(Stored data entries)
◇ ◇ ◇
PR #6853, opened 2022-07-04
Support `equal_nan` parameter for `unique`

takagi:
Part of https://github.com/cupy/cupy/issues/6821, following a change of NumPy 1.23.

https://numpy.org/devdocs/release/1.23.0-notes.html#new-parameter-equal-nan-added-to-np-unique

Note that `numpy.unique` seems to have a bug that it returns wrong results when it takes float16 ndarrays with one or more `nan`.

### DIFF
--- a/cupy/_manipulation/add_remove.py
+++ b/cupy/_manipulation/add_remove.py
@@ -123,8 +123,17 @@ def trim_zeros(filt, trim='fb'):
     return filt[start:end]
 
 
+@_core.fusion.fuse()
+def _unique_update_mask_equal_nan(mask, x0, x1):
+    x0_isnan = cupy.isnan(x0)
+    x1_isnan = cupy.isnan(x1)
+    mask1 = cupy.logical_not(
+        cupy.logical_and(x0_isnan, x1_isnan))  # NAND across isnan
+    mask[:] = cupy.logical_and(mask, mask1)
+
+
 def unique(ar, return_index=False, return_inverse=False,
-           return_counts=False, axis=None):
+           return_counts=False, axis=None, *, equal_nan=True):
     """Find the unique elements of an array.
 
     Returns the sorted unique elements of an array. There are three optional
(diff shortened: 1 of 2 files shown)


cupy/_manipulation/add_remove.py
```diff
@@ -181,6 +192,8 @@ def unique(ar, return_index=False, return_inverse=False,
     mask = cupy.empty(aux.shape, dtype=cupy.bool_)
     mask[:1] = True
     mask[1:] = aux[1:] != aux[:-1]
+    if equal_nan:
+        _unique_update_mask_equal_nan(mask[1:], aux[1:], aux[:-1])
```
toslunar, line 196: Since nans are always after non-nan values, we don't have to use `aux[1:]`

https://numpy.org/doc/stable/reference/generated/numpy.sort.html
> In numpy versions >= 1.4.0 nan values are sorted to the end. The extended sort order is:
> > Real: [R, nan]
> > Complex: [R + Rj, R + nanj, nan + Rj, nan + nanj]

tests/cupy_tests/manipulation_tests/test_add_remove.py
```diff
@@ -148,6 +147,33 @@ def test_unique_empty_return_all(self, xp, dtype):
         return xp.unique(
             a, return_index=True, return_inverse=True, return_counts=True)
 
+    @pytest.mark.parametrize('equal_nan', [True, False])
+    @pytest.mark.parametrize('dtype', 'fdFD')
+    @testing.numpy_cupy_array_equal()
+    @testing.with_requires('numpy>=1.23')
+    def test_unique_equal_nan(self, xp, dtype, equal_nan):
+        if xp.dtype(dtype).kind == 'c':
+            # Nan and Nan+Nan*1j are collapsed when equal_nan=True
```
toslunar, line 156: We may test which nan is selected.
```
>>> np.unique([complex(np.nan, 3), complex(7, np.nan), complex(np.nan, np.nan)])
array([7.+nanj])
```

toslunar (commented):
While NumPy 1.23 just added the flexibility to set `equal_nan=False`, this PR also fixes CuPy's default behavior from `equal_nan=False` to `equal_nan=True`.

cupy/_manipulation/add_remove.py
takagi: Genius!

takagi:
https://github.com/numpy/numpy/issues/21838

toslunar (approved):
LGTM

leofang:
I can't tell what's wrong with Jenkins here, but it'd be nice to get this PR merged so that I can fire another array-api change 🙂

PR #246, opened 2022-12-20
adds an analysis prefix generator

MattWellie:
Proposal - adds a Dataset method for generating `-analysis` bucket paths


cassimons:
LGTM but I will leave to @vladsavelyev

vladsavelyev (approved):

PR #250, opened 2022-12-21
`overwrite` logic in `can_reuse`

vladsavelyev:
Change type of `overwrite` in `can_reuse` to simple `bool`, and make explicit `True` to have precedence over the `workflow.check_intermediates` config option (so a stage can pass `overwrite=True` for forced samples and stages). 
 
Example: 

```toml
[workflow]
forced_stages = ['Align']
```

Results in the `Align` stage defined in `stages/align.py` passing `overwrite=sample.forced` as `True` to the `align` function in `jobs/align.py`, making that job ignore any existing CRAMs or intermediate results.

However, if otherwise `check_intermediates` is set to `False`:

```toml
[workflow]
check_intermediates = false
```

`overwrite=sample.forced` would have `False`, however `can_reuse` would check `check_intermediates` and still indicate that the results can be overwritten.


cassimons (approved):
LGTM thank you!

Would the intent be clearer if we changed the argument`overwrite` to something `force_to_rerun`?

When I read "overwrite" in the function, I was not clear to me if this argument was referring to forcing a job to run, or more about protecting some outputs from being overwritten. I think this would particularly add clarity when this argument is passed in job declarations.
◇ ◇ ◇
## Required action:
Search the data for "LGTM". Copy every line that has it.

## Response below:
LGTM
LGTM but I will leave to @vladsavelyev
LGTM thank you!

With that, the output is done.